Is A Home Among The Gum Trees No Longer The Australian Dream?

As the fires continue to burn throughout our southern states I can’t help but feel somewhat powerless to the destruction and senseless loss of property and life, at catastrophic levels.

It’s our animals that have suffered the greatest loss and being an animal lover myself, I’ve resorted to unfollow the posts on my facebook feed that reek of the devastation.

It’s just too unbearable to see.


Who would have ever thought in our lifetime, our beautiful country would face such a terrible natural disaster?

Maybe the climate activists perhaps?

My own father is one of them and for years now I have sat across the kitchen table from him, listening to the rants about how the government and media are corrupt, and how corporate entities are putting profits above a sustainable future, free from the effects of an altered climate.


Is he right?


Well, some would wholeheartedly agree, and others would think he’s mad, just like the rest of those Stop Adani folk.

But what is interesting about this bushfire disaster that is currently unfolding is how the Australian public will view issues such as climate change moving forward.

When the ash settles, will we awake to a new and growing army of climate activists?

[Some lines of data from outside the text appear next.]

PR #506, opened 2021-06-04
currency: EnsureHistoricalExchangeRates;

techmo-io:
-kvStore: ProvideConfigurableKvStore;
-currency: EnsureHistoricalExchangeRates;


pkg/currency/constants.go
```diff
@@ -0,0 +1,3 @@
+package currency
+
+var kvStoreName = "currency"
```
ajscholl, line 3: If you don't plan to change that name, you could make it a `const`.

pkg/kvstore/configurable.go
```diff
@@ -103,3 +104,31 @@ func newKvStoreChainFromConfig(config cfg.Config, logger mon.Logger, name string
 func GetConfigurableKey(name string) string {
 	return fmt.Sprintf("kvstore.%s", name)
 }
+
+var configurableKvStoreLock = sync.Mutex{}
+var ConfigurableKvStores = map[string]KvStore{}
```
ajscholl, line 109: Why is this map public if you protect it by a mutex? We wouldn't want other people do something with that map without being able to lock it, right? So it would be better if it wouldn't be exported, right?

pkg/kvstore/redis.go
```diff
@@ -134,25 +134,32 @@ func (s *redisKvStore) getChunk(ctx context.Context, resultMap *refl.Map, keys [
...
 	if err != nil {
-		return fmt.Errorf("can not get key to write value to redis: %w", err)
+		return fmt.Errorf("can not set value in redis store: %w", err)
 	}
 
-	err = s.client.Set(ctx, keyStr, bytes, s.settings.Ttl)
+	return nil
+}
 
+func (s *redisKvStore) MarshalKeyValue(key interface{}, value interface{}) (string, []byte, error) {
```
ajscholl, line 151: I think this also should be private, right?

pkg/kvstore/redis.go
```diff
@@ -162,13 +169,50 @@ func (s *redisKvStore) PutBatch(ctx context.Context, values interface{}) error {
...
+	chunkSize := s.settings.BatchSize
+	pairs := make([]interface{}, 0, chunkSize)
 	for k, v := range mii {
-		if err = s.Put(ctx, k, v); err != nil {
-			return fmt.Errorf("failed to write batch to redis: %w", err)
+		key, value, err := s.MarshalKeyValue(k, v)
+		if err != nil {
+			return fmt.Errorf("PutBatch could not marshal key/value: %w", err)
+		}
+		pairs = append(pairs, key)
```
ajscholl, line 179: I think this can be written as `pairs = append(pairs, key, value)`, making it a little bit more compact

pkg/kvstore/redis.go
```diff
@@ -162,13 +169,50 @@ func (s *redisKvStore) PutBatch(ctx context.Context, values interface{}) error {
 		return fmt.Errorf("could not convert values from %T to map[interface{}]interface{}", values)
 	}
 
+	chunkSize := s.settings.BatchSize
+	pairs := make([]interface{}, 0, chunkSize)
```
ajscholl, line 173: It is nice that you try to already reserve enough capacity, but then you should reserve twice that much because you add keys and values.

pkg/kvstore/redis.go
```diff
@@ -162,13 +169,50 @@ func (s *redisKvStore) PutBatch(ctx context.Context, values interface{}) error {
...
+
+	err := s.client.MSet(ctx, pairs)
+	if err != nil {
+		return fmt.Errorf("failed to flush batch to redis: %w", err)
+	}
+
+	// setting ttl
+	pipe := s.client.Pipeline()
+	for i := 0; i < len(pairs); i += 2 {
+		keyStr, ok := pairs[i].(string)
```
ajscholl, line 207: This is code controlled completely by you, so this should never fail. Therefore I would not check the assertion, but simply panic if it is not the case.

pkg/kvstore/redis.go
```diff
@@ -162,13 +169,50 @@ func (s *redisKvStore) PutBatch(ctx context.Context, values interface{}) error {
...
-	return nil
+	return s.flushChunk(ctx, pairs)
+}
+
+func (s *redisKvStore) flushChunk(ctx context.Context, pairs []interface{}) error {
+	if len(pairs) < 1 {
+		return nil
+	}
+
+	err := s.client.MSet(ctx, pairs)
```
ajscholl, line 199: Hmm, can we also do the mset in the pipeline? Is Pipeline the go equivalent of `MULTI` in redis? Because otherwise we have a strange state visible where the data was set, but has no ttl set.

pkg/redis/client.go
```diff
@@ -18,6 +18,10 @@ type ErrCmder interface {
 	Err() error
 }
 
+type Pipeliner interface {
```
ajscholl, line 21: If you generate a mock for this interface, please also add the go:generate comment to it

ajscholl (changes requested):

pkg/kvstore/redis.go
techmo-io: umm, pipelining by itself, is just saving on network roundtrip, so no transaction behaviour,
but we can easily make the whole thing a transaction.
on it.

pkg/kvstore/redis.go
j4k4: actually, i would prefer this assertion check instead of the panic..  
feels just more clean.. you're right, that this can fail only by changing some code, but if some other developer changes something somewhere, he would get a nice hint about what went wrong? :thinking:

techmo-io: reverted to the assertion check.

pkg/currency/constants.go
techmo-io: done

pkg/kvstore/configurable.go
techmo-io: done

pkg/kvstore/redis.go
techmo-io: done

pkg/kvstore/redis.go
techmo-io: done

pkg/kvstore/redis.go
techmo-io: done

pkg/redis/client.go
techmo-io: done

pkg/kvstore/redis.go
```diff
@@ -162,13 +169,45 @@ func (s *redisKvStore) PutBatch(ctx context.Context, values interface{}) error {
...
+	pipe := s.client.Pipeline().TxPipeline()
+
+	pipe.MSet(ctx, pairs)
+	// setting ttl
+	for i := 0; i < len(pairs); i += 2 {
+		keyStr, ok := pairs[i].(string)
+		if !ok {
+			return fmt.Errorf("setting ttl, failed to cast key to string: %v", pairs[i])
+		}
+		pipe.Expire(ctx, keyStr, s.settings.Ttl)
```
j4k4, line 207: Do we have a ttl in every case? Or is the ttl optional?  
So we need a call for every single pair? I guess no way to do this in batch as well?

pkg/kvstore/redis.go
ajscholl: I would argue the hint would be the failing test the dev should then get. And at least for me it is much easier to debug a panic than an error. Why? Because I can set a breakpoint for a panic (I think it is somewhere in the runtime in fatalpanic or something like that for me) and then immediately get the state at the panic - with an error, I always have to trace that. But if you would like to keep the error, that is also fine with me, in the end it should be covered by the test anyway.

pkg/kvstore/redis_test.go
```diff
@@ -90,8 +91,20 @@ func TestRedisKvStore_Put(t *testing.T) {
 
 func TestRedisKvStore_PutBatch(t *testing.T) {
 	store, client := buildTestableRedisStore()
-	client.On("Set", mock.AnythingOfType("*context.emptyCtx"), "applike-gosoline-kvstore-kvstore-test-foo", []byte(`{"id":"foo","body":"bar"}`), time.Duration(0)).Return(nil)
-	client.On("Set", mock.AnythingOfType("*context.emptyCtx"), "applike-gosoline-kvstore-kvstore-test-fuu", []byte(`{"id":"fuu","body":"baz"}`), time.Duration(0)).Return(nil)
+
+	pipe := &redisMocks.Pipeliner{}
+	pipe.On("MSet", mock.AnythingOfType("*context.emptyCtx"), mock.MatchedBy(func(input []interface{}) bool {
+		possibleInput1 := `[applike-gosoline-kvstore-kvstore-test-foo {"id":"foo","body":"bar"} applike-gosoline-kvstore-kvstore-test-fuu {"id":"fuu","body":"baz"}]`
+		possibleInput2 := `[applike-gosoline-kvstore-kvstore-test-fuu {"id":"fuu","body":"baz"} applike-gosoline-kvstore-kvstore-test-foo {"id":"foo","body":"bar"}`
```
ajscholl, line 98: Is this missing a `]` at the end?

techmo-io: it was.

pkg/kvstore/redis.go
techmo-io: don't know of a batch TTL command,
pipelining was the next best thing.

ajscholl (approved):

As an independent Buyer’s Agent, I always like to keep an open mind to all of this, because let’s be honest, whether you believe in the whole climate change thing or not, people are beginning to make big life decisions based on what they think to be happening in the world.


One of these that impacts my daily work as a Brisbane Buyer’s Agent is how people are beginning to view property in certain areas.


I recently inspected a beautiful home in the hills for some clients who are relocating from Sydney. We came very close to bidding at auction on this property, but after much thought and consideration, the wife called me to say she had done a 180 on the home.


Sure, she loved it. They both loved it. BUT, the dealbreaker was that it was directly beside acres of wild scrub and bushland.

She couldn’t move past the fact that her home could be up in smoke in a few years time.

Now, this might sound a little extreme, but I completely understood where she was coming from.

As a young mother to two children and looking to set up nest for the long term in Brisbane, buying a property so close to the bush was just too much of a threat.

The anxiety was just something she wasn’t prepared to live with, and so we moved on to the next.

Now this is just one example I can share with you, but there are others.

I’ve had buyers snub properties that are in low laying flood impacted areas, and I’ve had clients tell me they would never buy an oceanfront home unless it was high on a hill.

“In a few years time, we’ll be underwater”, was one remark from a Melbourne based client I worked with.

And so all of this leads me to believe that yes, people are now basing their property decisions around what they think will happen as a result of a changing climate.

Whether they believe in the science or not, they’re just not taking the risk.

So tell me, would YOU buy a home at sea-level or next to bushland?